Носферату — страница 28 из 75

— А если его стошнит? — подозрительно спросил Юлий, видя, что я приготовился дать деру. — Или сдохнет, пока ты по гостям ходишь?

— А вот чтобы не сдох. — Я вынул из сумки новую пачку, вытащил пяток сигарет и запихнул Юлу в нагрудный карман. — Заставь его пока выкурить парочку. Вон в тот проулок машину загони, чтоб добрые люди в психушку не отвезли, и покурите.

Я резво припустил к двери подъезда. Юл принялся ругаться мне вслед, но я пообещал ему еще модуль памяти и новый сустав, и он успокоился. Я злорадно подумал, что, если лечение сработает, после Отто я отправлюсь прямиком домой, и курить с Экзи до полного выздоровления будет шантажистка Марта.

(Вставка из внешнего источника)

PR #540, opened 2021-01-27
PP-6479 Clarify support page and make it more consistent with product support page

m-green:
### Context
A fact check on the Support page highlighted some areas for clarification.

I've borrowed content from the [product support page](https://www.payments.service.gov.uk/support/) to make it clearer how to contact us in an emergency.

I've also taken the opportunity to:

- restructure the page with fewer headings so it's easier to understand (this is especially important given that this page will be used in emergencies), and closer to the product support page
- make the P1 (critical) description match the product support page, to avoid confusion through inconsistency
- fix ambiguities and style issues across the page as a whole
- make improvements to the incident table - the style is now closer to the GOV.UK style already used by the GDS Way incident table

I haven't added clarification that the contact email isn't for end users. We've researched and tried a similar approach on other products but it doesn't seem to reduce accidental emails from end users who should be contacting the relevant department.

### Guidance to review

### DIFF
--- a/source/support_contact_and_more_information/index.html.md.erb
+++ b/source/support_contact_and_more_information/index.html.md.erb
@@ -9,45 +9,32 @@ weight: 220
 
 You can get notifications about GOV.UK Pay’s status to your email, phone, RSS reader or website, by subscribing on our [status page](https://payments.statuspage.io/#).
 
-## Incident severity
+After you contact us, the GOV.UK Pay team will contact you using the Zendesk ticketing system.
 
-GOV.UK Pay incident severities are defined as follows:
+## Report an incident
 
-<div style="height:1px;font-size:1px;">&nbsp;</div>
+How quickly we respond depends on the type of your incident.
 
-| Classification | AKA | Example | Initial response time | Update Time |
+| Classification | Type | Example | Initial response time | Update frequency |
 | :--- | :--- | :--- | :--- | :--- |
-| P1 | Critical Incident | complete outage; substantial degradation of service; significant security issue; significant availability issue  | 30 minutes (at any time) | 1hr |
-| P2 | Major Incident | elevated error rate; mostly up; noticeably degraded service; upstream vulnerabilities; complete component failure | 60 minutes (in waking hours) | 2hrs |
-| P3 | Significant | Users experiencing intermittent or degraded service due to platform issue | 1 business day or next working day | 2 business days |
-| P4 | Minor | Component failure that is not immediately service impacting | 2 business days | weekly |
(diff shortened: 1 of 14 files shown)


source/support_contact_and_more_information/index.html.md.erb
```diff
@@ -9,45 +9,32 @@ weight: 220
 
 You can get notifications about GOV.UK Pay’s status to your email, phone, RSS reader or website, by subscribing on our [status page](https://payments.statuspage.io/#).
 
-## Incident severity
+After you contact us, the GOV.UK Pay team will contact you using the Zendesk ticketing system.
```
miriamalice, line 12: Should we include a general intro here to our support process? e.g. Our office hours are 9.30am to 5.30pm, Monday to Friday. You can email us at govuk-pay-support@digital.cabinet-office.gov.uk. We’ll reply within 2 working days. The team are available out of hours in an emergency. Otherwise I wonder if this support page feels a bt like it just talks about incidents?

source/support_contact_and_more_information/index.html.md.erb
```diff
@@ -9,45 +9,32 @@ weight: 220
...
 
-GOV.UK Pay incident severities are defined as follows:
+## Report an incident
```
miriamalice, line 14: should we tell people where to find the emergency contact info? it's in the email we send when a service went live (and it's in some of the MoUs).

m-green: Did you see I added it further down the page?

source/support_contact_and_more_information/index.html.md.erb
m-green: Ah good point - I can add a bit of this to the '## General feedback' section, as that's where we're meeting this need. Do we reply to general questions and feedback within 2 days?

source/support_contact_and_more_information/index.html.md.erb
miriamalice: oh sorry yes missed this!

source/support_contact_and_more_information/index.html.md.erb
miriamalice: Yes, 2 working days for general questions. 1 working day response for go live requests.

m-green: @miriamalice Thanks - now added in https://github.com/alphagov/pay-tech-docs/pull/540/commits/b619876347215fad393db9fb270068475b0551a1

kbottla (approved):
LGTM!

miriamalice (approved):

Резво, насколько позволял постоянный шум в ушах и ненавязчивое кружение цветных пятен перед глазами, поднялся по лестнице. Но не успел прикоснуться к кнопке звонка, как Отто сам распахнул дверь и буквально втащил меня в комнату.

— Ферро, где ты пропадаешь?! — взволнованно прошептал он. — Мне позарез нужна твоя помощь.

— Какая удача, — едва слышно, но с изрядной долей сарказма воскликнул я, — мне твоя тоже. А почему шепотом?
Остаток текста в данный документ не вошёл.